To update field values, the REPLACE command assigns expressions to one or more fields across a scope of records. Its syntax is REPLACE Field1 WITH eExpression1 [, Field2 WITH eExpression2 [...]] [SCOPE] [FOR lExpression], where Field is the target field name, eExpression is the value or expression to assign, SCOPE limits the operation (e.g., ALL, NEXT 10), and FOR applies a conditional filter. For instance, REPLACE ALL Price WITH Price * 1.1 FOR Category = "Electronics" increases prices by 10% for electronics records. REPLACE operates on the active table or cursor and can handle multiple fields in a single statement for efficiency.[63][64]
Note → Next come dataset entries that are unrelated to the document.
PR #627, opened 2020-07-15
Use https instead of http

DanielRuf:
# Pull Request

## Problem

On npmjs I saw that there is mixed content for this package. This is due to the gif loaded over http. This lead me to some more places where http instead of https is used. This PR fixes this.

## Solution

Use https instead of http.

### DIFF
--- a/.editorconfig
+++ b/.editorconfig
@@ -1,4 +1,4 @@
-# EditorConfig is awesome: http://EditorConfig.org
+# EditorConfig is awesome: https://EditorConfig.org
 
 # top-most EditorConfig file
 root = true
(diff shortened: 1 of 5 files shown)


DanielRuf:
Hm, seems there is no CI for this repo. Maybe another useful addition in the future.

shadowspawn:
> Hm, seems there is no CI for this repo. Maybe another useful addition in the future.

One day... The current tests thrash downloads from nodejs, and so I run them locally with a manually launched proxy to reduce network loads.

DanielRuf:
> One day... The current tests thrash downloads from nodejs, and so I run them locally with a manually launched proxy to reduce network loads.

The CI setup could use caches and maybe a verdaccio instance may be helpful in some cases. Just some ideas.

Issue #636, opened 2020-11-24
`auto` stops at first `package.json` even without `engines.node`


mhassan1:
# Bug Report

## Summary

`n exec auto` stops at the first `package.json` it sees, even if that `package.json` does not contain `engines.node`

## Steps to Reproduce

1. Create directories `root` and `root/pkg`
2. Create a file `root/.nvmrc` containing `14`
3. Create a file `root/pkg/package.json` containing `{}`
4. In `root/pkg`, run `n exec auto node -v`

## Expected Behaviour

```
       found : /path/to/root/.nvmrc
        read : 14
v14.15.1
```

## Actual Behaviour

```
       found : /path/to/root/pkg/package.json
        read :
v15.3.0
```

## Configuration Details

```bash
$ n --version
6.7.0

$ command -v node
/Users/me/.n/bin/node

$ node -p process.platform
darwin
```

shadowspawn:
(Nice description, thanks.)

That is the intended behaviour. `n` is looking for a file to consult, and stops searching at the first file it finds. This is similar to the behaviour of `npm` itself looking for the root of the package from the current directory.

- https://docs.npmjs.com/cli/v6/configuring-npm/folders#more-information

mhassan1:
I have a monorepo with a structure like this:
```
.nvmrc
package.json
packages/
  package1/
    package.json
  package2/
    package.json
```
None of the `package.json` files have `engines.node` specified in them.

If I run `n exec auto node index.js` from within `packages/package1`, I expect it to use the version specified in `.nvmrc`. Since I haven't specified `engines.node` in the `packages/package1/package.json`, I wouldn't expect that to mean "use latest". At least for my use case, this behavior makes `auto` less useful, since I'd like to control the node version at the root without updating `engines.node` in every `package.json` file.

I think my bias here is that I am looking to get similar behavior to what I get with `nvm`, where it looks for the nearest `.nvmrc` file. Perhaps there's a feature request here where we can tweak `auto` to do the same directory traversal but only look for some file types. If you think that idea has potential, I can open a separate issue.

shadowspawn:
With that setup and bias, I see why you hoped it would work that way. 😄 

I did wonder about what to do with missing `node.engines` when I wrote this feature. Installing `current` is loosely consistent with absence of `node.engines` but perhaps not particularly useful in the absence of any constraint. I didn't want to throw an error.

[...]

PR #637, opened 2020-11-25
Fix auto support to ignore package.json when no engines found

mhassan1:
# Pull Request

## Problem

`auto` stops at the first `package.json` it sees, even if that `package.json` does not contain `engines.node` (https://github.com/tj/n/issues/636)

## Solution

If the `package.json` does not contain `engines.node`, continue looking for other `auto` files

## ChangeLog

> `auto`: Ignore `package.json` when it does not contain `engines.node`

### DIFF
--- a/bin/n
+++ b/bin/n
@@ -949,12 +949,17 @@ function display_file_node_version() {
 
 function display_package_engine_version() {
   local filepath="$1"
-  trace_log "found" "${filepath}"
   command -v node &> /dev/null || abort "an active version of node is required to read 'engines' from package.json"
   local range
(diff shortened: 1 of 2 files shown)


shadowspawn:
On way of thinking about this is whether the current package is a bounding context for finding an appropriate node version.

A couple of scenarios where scanning further would be useful for non-package guidance:
- package is in a mono repo, and a control file is at the root of the mono repo
- package is under users home directory, and a control file is in the home directory

shadowspawn:
Skipping an empty `node.engines` field was worth considering, but #639 points out that a `node.engines` field of `*` leads to the same problems, so not a solution to the underlying issue for a mono-repo setup with a version control file higher up the folder hierarchy

Likely to take another approach. Later issues: #639 #640

Issue #642, opened 2020-12-14
Error: download preflight failed


al3x-huang:
# Bug Report

## Summary

When running `n <version>` I get this error message:
```
$ n 10

/usr/local/bin/n: line 194: [[: v10: syntax error: operand expected (error token is "v10")

  installing : node-vv10.23.0
curl: (3) [globbing] bad range in column 28

  Error: download preflight failed for 'v10.23.0' (https://nodejs.org/dist/vv10.23.0/node-vv10.23.0-darwin-x64.tar.xz)
```

it seems like the URL is incorrect: `vv10.23.0` in the above example instead of `v10.23.0`

## Steps to Reproduce

`n 10` or `n <version>` or `n v10`

## Expected Behaviour

Install node correctly

## Actual Behaviour

Throws error

## Other Information

`n doctor` runs fine
`n -V` is 6.8.0
`n 10.23.0` is the only command that runs/installs

## Configuration Details

```bash
$ n --version
6.8.0

$ command -v node
/usr/local/bin/node

$ node -p process.platform
darwin
```

al3x-huang:
It appears after looking through `/usr/local/bin/n` there is a problem with the version string and how it's generated.
```
install() {
  [[ -z "$1" ]] && abort "version required"
  local version
  #version="$(display_latest_resolved_version "$1")" || return 2
  version="10.23.0"
  ...
```

hardcoding `version` without the `v` prefix produces the expected behavior. Perhaps someone should take a look at `display_latest_resolved_version` and generate the version string without the `v` prefix?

Record deletion uses the DELETE command to mark records as deleted without physically removing them, preserving data integrity for potential recovery. The syntax is DELETE [SCOPE] [FOR lExpression], marking records in the specified scope or those meeting the FOR condition; for example, DELETE FOR Status = "Inactive". Deleted records remain accessible but are skipped by default in operations unless SET DELETED OFF is issued. To unmark records, RECALL reverses the deletion with identical syntax: RECALL [SCOPE] [FOR lExpression], such as RECALL ALL to restore all deleted records. Physical removal of marked records requires the PACK command after confirming no further RECALL is needed.[65][60][66]
Query Syntax
Visual FoxPro's native SQL implementation, invoked via the SELECT command, allows retrieval and transformation of data from tables or cursors into a new cursor. The core syntax is SELECT [AS|INTO] eSelectList FROM cSourceTable [WHERE lFilter] [GROUP BY cGroupExpr] [HAVING lHavingExpr] [ORDER BY cOrderExpr], where eSelectList specifies fields or expressions (e.g., Field1, [SUM](/page/Sum)(Field2) AS Total), cSourceTable is the source (supporting aliases like Table1 AS T1), WHERE filters rows, GROUP BY aggregates, HAVING filters groups, and ORDER BY sorts results. For example:
SELECT CustomerID, OrderDate, Total
FROM Orders
WHERE OrderDate > {^2000-01-01}
ORDER BY Total DESC
INTO CURSOR HighValueOrders
SELECT CustomerID, OrderDate, Total
FROM Orders
WHERE OrderDate > {^2000-01-01}
ORDER BY Total DESC
INTO CURSOR HighValueOrders
This creates a cursor named HighValueOrders with filtered and sorted data. SELECT supports INNER, LEFT, RIGHT, and FULL OUTER JOINs via FROM Table1 INNER JOIN Table2 ON Table1.ID = Table2.ID, as well as UNION for combining result sets. The command leverages Rushmore for optimized execution on local tables when possible.[67][68][69]
Cursor Management
Cursors, temporary work tables created by SELECT or other operations, are managed through commands that facilitate viewing, iteration, and searching. The BROWSE command displays the active cursor or table in an interactive grid for editing and navigation, with syntax BROWSE [FIELDS FieldList] [RANGE lExpression] [KEY cKeyExpr] [TITLE cTitle] [WINDOW wWindow], allowing customization of fields, filters, and display options; for example, BROWSE FIELDS Name, Balance FOR Balance > 1000 shows only high-balance records. BROWSE supports immediate editing, including APPEND, REPLACE, and DELETE within the interface.[70][59]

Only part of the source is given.